Windelwilli schrieb:


> Feine Sache, da Dreikieler. Ist somit extrem kippstabil.
> Und wenn Du eh meist alleine losziehst, reicht die Größe auch.



Maximal zu zweit zum Angeln denke ich.


----------



## Cormoraner (4. Februar 2015)

*AW: Günstiges Angelboot gesucht*

Mit nem ANKA kannst du defintiv problemlos zu dritt Angeln, das haben wir regelmäßig so gemacht. Dein Dreikieler erscheint mir auch recht geil und für zwei Leute sollte das eventuell noch passen. Durch den verbauten Innenraum stelle ich mir das aber schon schwerer vor.

Ansonsten ist nen Dreikieler echt cool, die liegen sehr gut auf dem Wasser und sind deutlich stabiler auch bei mehr Leistung, wobei ich das nicht für so wichtig halte in deinem Fall.


----------



## zokker (4. Februar 2015)

*AW: Günstiges Angelboot gesucht*

Anka ist ein super Boot und auch sehr robust. Wenn doch mal was passiert kann man es auch sehr leicht wieder reparieren. 5PS ist für so ein Boot optimal.
Aber wozu man jetzt eine Versicherung braucht erschließt sich mir nicht. Außer bei Diebstahl natürlich.


----------



## Windelwilli (4. Februar 2015)

*AW: Günstiges Angelboot gesucht*



zokker schrieb:


> Aber wozu man jetzt eine Versicherung braucht erschließt sich mir nicht. Außer bei Diebstahl natürlich.



Mir auch nicht.
Die normale Privat-Haftpflicht, die man ja sowieso haben sollte, sollte das doch auch abdecken,oder?


----------



## bobrooney (4. Februar 2015)

*AW: Günstiges Angelboot gesucht*

....Besitzern von Motor- oder Segelbooten nützt die Privat Haftpflicht Police meist nichts. Denn generell deckt die Versicherung nur Schäden, die jemand zum Beispiel mit einem Paddel-, Ruder- oder Tretboot verursacht, also mit Booten, die nicht mit Motor oder Segel angetrieben werden....


----------



## AFE (4. Februar 2015)

*AW: Günstiges Angelboot gesucht*

Also ich hätte ne gut erhaltene Anka zu nem fairen Kurs. Steht in Delmenhorst und müsste nach Berlin. Jmd. ne Idee, wie ich die hierher kriege? Spedition? Habe weder Auto mit Kupplung noch Trailer.


----------



## Windelwilli (4. Februar 2015)

*AW: Günstiges Angelboot gesucht*



AFE schrieb:


> Also ich hätte ne gut erhaltene Anka zu nem fairen Kurs. Steht in Delmenhorst und müsste nach Berlin. Jmd. ne Idee, wie ich die hierher kriege? Spedition? Habe weder Auto mit Kupplung noch Trailer.

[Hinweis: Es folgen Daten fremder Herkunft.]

PR #4184, opened 2022-02-17
apps/plans/forms//modal//plan_form: add form field to modal, adapt in…

phillimorland:
… form and add to template -no migrations


meinberlin/apps/plans/forms.py
```diff
@@ -49,6 +50,7 @@ def __init__(self, *args, **kwargs):
         super().__init__(*args, **kwargs)
         self.fields['district'].empty_label = _('City wide')
         self.fields['contact_address_text'].widget.attrs['rows'] = 6
+        self.fields['participation_explanation'].widget.attrs['rows'] = 1
```
Rineee, line 53: as I understood, it should look like address field, so also 6 rows here?

phillimorland: address field reference was just to ensure linebreaks so it should actually go in the user side story, in designs it is just one line but can be expanded

fuzzylogic2000 (approved):
Nice! 
I will fix the tests!

phillimorland:
@fuzzylogic2000 ahh right tests, thanky you!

Ein Sprinter Kasten mit langem Radstand reicht. Da passt die ANKA hinten rein.
In Delmenhorst mieten (bei Hertz z.B.) und in Berlin wieder abgeben.


----------



## Cormoraner (4. Februar 2015)

*AW: Günstiges Angelboot gesucht*

AFE, kriegst PN. Hab paar Bekanntschaften für dich


----------



## zokker (4. Februar 2015)

*AW: Günstiges Angelboot gesucht*



bobrooney schrieb:


> ....Besitzern von Motor- oder Segelbooten nützt die Privat Haftpflicht Police meist nichts. Denn generell deckt die Versicherung nur Schäden, die jemand zum Beispiel mit einem Paddel-, Ruder- oder Tretboot verursacht, also mit Booten, die nicht mit Motor oder Segel angetrieben werden....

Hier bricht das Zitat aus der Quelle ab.